A good point but in my opinion inner city blacks are already all too familiar with criminals such as Horton and seeing him in a commercial just isn’t going to have as much (if any) impact. Middle class blacks perhaps might be more likely to be frightened by Horton’s ilk but still I believe that on viewing the ad would have been more likely to conclude it was race-baiting for white fears.
If, in fact, “suburban” means “white” – something I think will surprise my neighbors, inasmuch as the ones across the street appear to be black and the ones to my left are evidently pretending to be Asian – that is still not germane to my central point: the selection of Horton was absolutely accurate by race-neutral criteria. True, or false?
Again, I have to wonder if reverse racism is in play here.
If Willie Horton looked scary, it’s because he was a scary individual. Nobody forced him to look unkempt, and scowl at the camera during the mug shot.
Nobody forced him to rape and kill either.
Put Bill Cosby or Michael Jordon in an ad, and nobody’s fears are aroused. Indeed, both of these men were highly successful commercial product spokesmen.
What’s the deal here, except the perpetual bleat of the continuously aggrieved?
Gawdamighty, how sheltered is your gated community anyway? “All-American” is another. On the other side, we have “Urban” (check your local hip-hop radio station to see how it’s marketed) and “inner city”.
False, because the decision to *create * the ad was *not * race-neutral, as I trust you now recognize.
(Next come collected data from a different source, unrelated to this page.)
Issue #1283, opened 2024-10-22
ImportError in cuda 12


wplf:
Hi, ImportError happened when I import TE.
```
 File "/usr/local/lib/python3.10/dist-packages/transformer_engine/pytorch/__init__.py", line 29, in _load_library
    solib = importlib.util.module_from_spec(spec)
ImportError: /usr/local/lib/python3.10/dist-packages/transformer_engine/transformer_engine_torch.cpython-310-x86_64-linux-gnu.so: undefined symbol: _ZN5torch7LibraryC1ENS0_4KindESsSt8optionalIN3c1011DispatchKeyEEPKcj
```

The environ is  
- torch `2.3.0a0+40ec155e58.nv24.03`
- cuda 12.4
- cudnn 90000

I have found this symbol in https://github.com/vllm-project/vllm/issues/5501. 
This symbol is defined in  libtorch_cpu.so https://github.com/vllm-project/vllm/issues/5501#issuecomment-2167338928

Could you help me with this? Thanks.

wplf:
Thank you very much. I've got the source of bug. 

To clarify, the test machine is `cuda 12.4, torch=2.3.0`. And in the beginning, torch is from nvcr:23.10, which is 2.3.0, build TE is built on another machine `cuda 12.1, torch=2.2.2`, and got this bug.

I've tried to build TE from source, but got another bug `cicc is not found`. 
I've checkout that `cicc` is in the folder of `nvvm` in cuda and tried to add the folder of `cicc` into `$PATH`, but still got `cicc` is not found. Do you have any suggestion for this?

timmoon10:
Strange that you need to go into the CUDA internals. Can you try setting `CUDA_PATH` in your environment? Here's a list of common problems when building TE: https://github.com/NVIDIA/TransformerEngine/issues/355#issuecomment-2394353816.

wplf:
CUDA and cicc is both in my path, I guess this is the machine's problem. 
Thank you very much

wplf:
Hi, thank you very much.
I build TE from source in the exactly same environment. This problem disappears. 

Thanks you, again.

Issue #756, opened 2024-04-06
_ZN18transformer_engine6getenvIiEET_RKSsRKS1_ on the latest main branch


leiwen83:
Hi,

When I try the example located in docs/examples/te_llama with latest code, met below error:

/usr/local/lib/python3.10/dist-packages/transformer_engine_extensions.cpython-310-x86_64-linux-gnu.so: undefined symbol: _ZN18transformer_engine6getenvIiEET_RKSsRKS1_

lucifer1004:
Same here.

danthe3rd:
Getting the same as well on `release_v1.5`. `release_v1.4` works fine tho

ptrendx:
@pggPL Could you take a look at this issue?

jinzex:
The issue happens because we recently included `common/util/system.h` into PyTorch source CPP files at https://github.com/NVIDIA/TransformerEngine/pull/713/files to utilize the `transformer_engine::getenv` method. As a result, the PyTorch `transformer_engine_extensions` will now search for symbols within the `libtransformer_engine.so` library.

However, if the user builds TransformerEngine in a local environment (conda or PyPI), because the pre-built PyTorch, either from conda or PyPI, has the CXX11_ABI set as False, whereas the common library is using the new CXX11_ABI. As a result, there will be an undefined symbol problem when importing `transformer_engine_extensions`.

The following could be a possible fix: compile system.cpp directly to avoid linking directly with libtransformer_engine.so. Please let me know if this makes sense, and I could open a PR for it.

https://github.com/NVIDIA/TransformerEngine/blob/bfe21c3d68b0a9951e5716fb520045db53419c5e/setup.py#L443-L449

possible fix:
```python
    sources = [
        src_dir / "common.cu",
        src_dir / "ts_fp8_op.cpp",
        # We need to compile system.cpp because the extension uses transformer_engine::getenv.
        # This is a workaround to avoid linking directly with libtransformer_engine.so.
        root_path / "transformer_engine" / "common" / "util" / "system.cpp",
    ] + \
    _all_files_in_dir(extensions_dir)
```

timmoon10:
Ah, ABI issues make things challenging. If ABI incompatibility breaks `transformer_engine::getenv`, there's no reason to believe we can rely on any other C++ interfaces between `libtransformer_engine.so` and the PyTorch extension. This makes me think the right solution is to make the following refactors:
[...]

PR #1511, opened 2025-02-26
Export only necessary symbols from libtransformer_engine.so

KshitijLakhani:
# Description

Make the `libtransformer_engine.version` export map leaner. Additionally, perform any other decouplings between framework extensions and common.

NOTE: Two good references for export map symbols - 
1. https://accu.org/journals/overload/15/79/wakeling_1372/
2. How To Write Shared Libraries : Ulrich Drepper, 2005

## Type of change

- [x] Infra/Build change
- [ ] Code refactoring

## Changes

1. Limit the symbols exposed during the linking of `libtransformer_engine.so` so the symbol interface is lean ([Related PR 1498](https://github.com/NVIDIA/TransformerEngine/pull/1498))
2. Combine `transformer_engine/common/util/system.cpp` and `transformer_engine/common/util/system.h` into a single header only file so that `getenv()` does not need to be specifically exposed 
(RE: https://github.com/NVIDIA/TransformerEngine/pull/1511#discussion_r1972176727)
3. Start decoupling `transformer_engine/jax/csrc/extensions/attention.cpp`  from `transformer_engine/common` by creating a `product()` function in jax extensions misc.

# Checklist:


transformer_engine/common/libtransformer_engine.version
```diff
@@ -1,4 +1,18 @@
...
-	global: *nvte*; *transformer_engine*;
+	global:
+		extern "C++" {
+			nvte_*;
+			transformer_engine::cuda::sm_count*;
+			transformer_engine::cuda::sm_arch*;
+			transformer_engine::cuda::supports_multicast*;
+			transformer_engine::cuda::stream_priority_range*;
+			transformer_engine::ubuf_built_with_mpi*;
+			*transformer_engine::getenv*;
```
timmoon10, line 10: We've experienced ABI problems with `getenv` before (see https://github.com/NVIDIA/TransformerEngine/issues/1283#issuecomment-2430589220 and https://github.com/NVIDIA/TransformerEngine/issues/756#issuecomment-2044108227).
```suggestion
```

transformer_engine/common/libtransformer_engine.version
```diff
@@ -1,4 +1,20 @@
 {
-	global: *nvte*; *transformer_engine*;
+	global:
+		extern "C++" {
+			nvte_*;
```
cyanguwa, line 4: These functions are pure C so probably don't need to be in extern C++.

transformer_engine/common/libtransformer_engine.version
```diff
@@ -1,4 +1,20 @@
...
+			transformer_engine::cuda::supports_multicast*;
+			transformer_engine::cuda::stream_priority_range*;
+			transformer_engine::cuda::current_device*;
+			transformer_engine::cuda_driver::get_symbol*;
+			transformer_engine::ubuf_built_with_mpi*;
+			*transformer_engine::rtc*;
+			transformer_engine::nvte_cudnn_handle_init*;
+			transformer_engine::typeToSize*;
+			*transformer_engine::CommOverlapBase*;
+			*transformer_engine::CommOverlapP2PBase*;
```
KshitijLakhani, line 16: A `*` prior to eh symbol name is used when `typeinfo` symbols (such as dynamic casting, exception handling, etc.) need to be exported.

If only the functions within a class or only a function or data type is to be exposed just the wildcard `*` after the symbol is enough

KshitijLakhani:
I ran the failing CI tests `L0_unittest_jax`, `L0_unittest_pytorch`, `L0_jax_wheel` and `L0_pytorch_wheel` on `L40` 1 GPU node locally and I m unable to replicate the errors reported in the CI so I believe it's a known node issue that causes the CI to fail for these tests.
This should not block merging.

transformer_engine/common/libtransformer_engine.version
KshitijLakhani: @cyanguwa It seems like there are non-c style functions with `nvte_` which get mangled in the symbol table (e.g. `nvte_unpermuted()`). Therefore, if I simply move out `nvte_*` out of the "extern c++" then I get a linker error for `nvte_unpermute()` for example.

However, if we do wish to move `nvte_` out of the `extern C++` it is more correct to use `*nvte_*` as that takes care of the symbols correctly without causing linker errors, but it may also end up exposing more symbols as part of the wildcard than the other option.

So, either we let it be as is or move it out and an additional wildcard `*` prior to `nvte_*` . I'd prefer to keep it as is.

cyanguwa: Sounds good.

transformer_engine/common/util/system.h
```diff
@@ -7,25 +7,86 @@
...
 
+#include <cstdint>
+#include <cstdlib>
+#include <filesystem>
+#include <fstream>
+#include <sstream>
 #include <string>
 
-namespace transformer_engine {
+//#include "../common.h"
```
cyanguwa, line 17: Remove this commented line please.

cyanguwa (approved):

transformer_engine/common/util/system.h
KshitijLakhani: Good catch. Thank you. Addressed in f920e8c97c841113274b7b87cf2e88ba1d8372d2

transformer_engine/common/util/system.h
```diff
@@ -7,25 +7,85 @@
...
+NVTE_INSTANTIATE_GETENV(int8_t, 0);
+NVTE_INSTANTIATE_GETENV(int16_t, 0);
+NVTE_INSTANTIATE_GETENV(int32_t, 0);
+NVTE_INSTANTIATE_GETENV(int64_t, 0);
+NVTE_INSTANTIATE_GETENV(uint8_t, 0);
+NVTE_INSTANTIATE_GETENV(uint16_t, 0);
+NVTE_INSTANTIATE_GETENV(uint32_t, 0);
+NVTE_INSTANTIATE_GETENV(uint64_t, 0);
+NVTE_INSTANTIATE_GETENV(std::string, std::string());
+NVTE_INSTANTIATE_GETENV(std::filesystem::path, std::filesystem::path());
```
timmoon10, line 84: Explicit template instantiation like this is not great in header files: anything that includes this header will have to compile everything. We can avoid that with another templated helper function.
```c++
namespace detail {

template <typename T>
inline typename std::enable_if<std::is_arithmetic<T>::value, T>::type getenv_helper(
    const char *variable, const T &default_value) {
  // Implementation for numeric types
  const char *env = std::getenv(variable);
  if (env == nullptr || env[0] == '\0') {
    return default_value;
  }
  T value;
  std::istringstream iss(env);
  iss >> value;
  NVTE_CHECK(iss, "Invalid environment variable value");
  return value;
}

template <typename T>
inline typename std::enable_if<!std::is_arithmetic<T>::value, T>::type getenv_helper(
    const char *variable, const T &default_value) {
  // Implementation for string-like types
  const char *env = std::getenv(variable);
  if (env == nullptr || env[0] == '\0') {
    return default_value;
  } else {
    return env;
  }
}

template <typename T>
inline T getenv_default_value() {
  return 0;
}

template <>
inline std::string getenv_default_value<std::string>() {
  return {};
}

template <>
inline std::filesystem::path getenv_default_value<std::filesystem::path>() {
  return {};
}

}  // namespace detail

/*! \brief Get environment variable and convert to type */
template <typename T = std::string>
inline T getenv(const char *variable, const T &default_value) {
  return detail::getenv_helper<T>(variable, default_value);
}

/*! \brief Get environment variable and convert to type
 *
 * If the environment variable is unset or empty, a falsy value is
 * returned.
 */
template <typename T = std::string>
inline T getenv(const char *variable) {
  return getenv<T>(variable, detail::getenv_default_value<T>());
}
```

KshitijLakhani:
Launched L0 pipeline for JAX and PyTorch on GL: https://gitlab-master.nvidia.com/dl/transformerengine/transformerengine/-/pipelines/24798479

CI failures:
- L0 cppunittest for B200 fails (same as main CI)
- L0 jax unittest for A100 fails (I ran the test successfully locally on A100x2 on cluster)
- L0 pytorch T4 1 GPU (job is stalled)

Seems okay to merge. Will update this comment if there's any changes

transformer_engine/common/util/system.h
```diff
@@ -7,25 +7,96 @@
...
+inline std::filesystem::path getenv_default_value<std::filesystem::path>() {
+  return std::filesystem::path();
+}
+
+}  // namespace detail
+
 /*! \brief Get environment variable and convert to type
  *
- * If the environment variable is unset or empty, a falsy value is
+ * If the environment variable is unset or empty, a false value is
```
timmoon10, line 83: Nit: "falsy" is more accurate since we're not actually returning `false` (https://developer.mozilla.org/en-US/docs/Glossary/Falsy). That said, it seems "falsy" and "truthy" are more used in the JavaScript world.
```suggestion
 * If the environment variable is unset or empty, a falsy value is
```

timmoon10 (approved):
LGTM. We can merge once we fix the DCO failure.

transformer_engine/common/util/system.h
KshitijLakhani: Thanks for the link to falsy. I wasn't aware of falsy and assumed it was a typo :P

KshitijLakhani:
@timmoon10 Addressed the DCO check (missing sign off in commit SHA 28fd27d7131cf7144d65f989b1a0ddf2f1731e63) and also github-accepted your suggestion for reverting falsy.No additional code changes. 
Going ahead with merge. Thanks !

transformer_engine/common/util/system.h
timmoon10: Seems like it's slang. When looking for the formal definition, I was surprised that it isn't really used anywhere official except JavaScript.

Maybe - but are you oblivious to the raw political calculation evident there? Black voter turnout is much lower than whites’, and there are far fewer of them. They are notably in the minority in the swing states where advertising is targeted. The means of reaching the target market was pretty damn obviously chosen on the basis of who that market would be receptive to - and yes, quite as obviously, a scare tactic using a well-dressed white guy wouldn’t work as well as the retouched shots of a thuggish-looking black guy.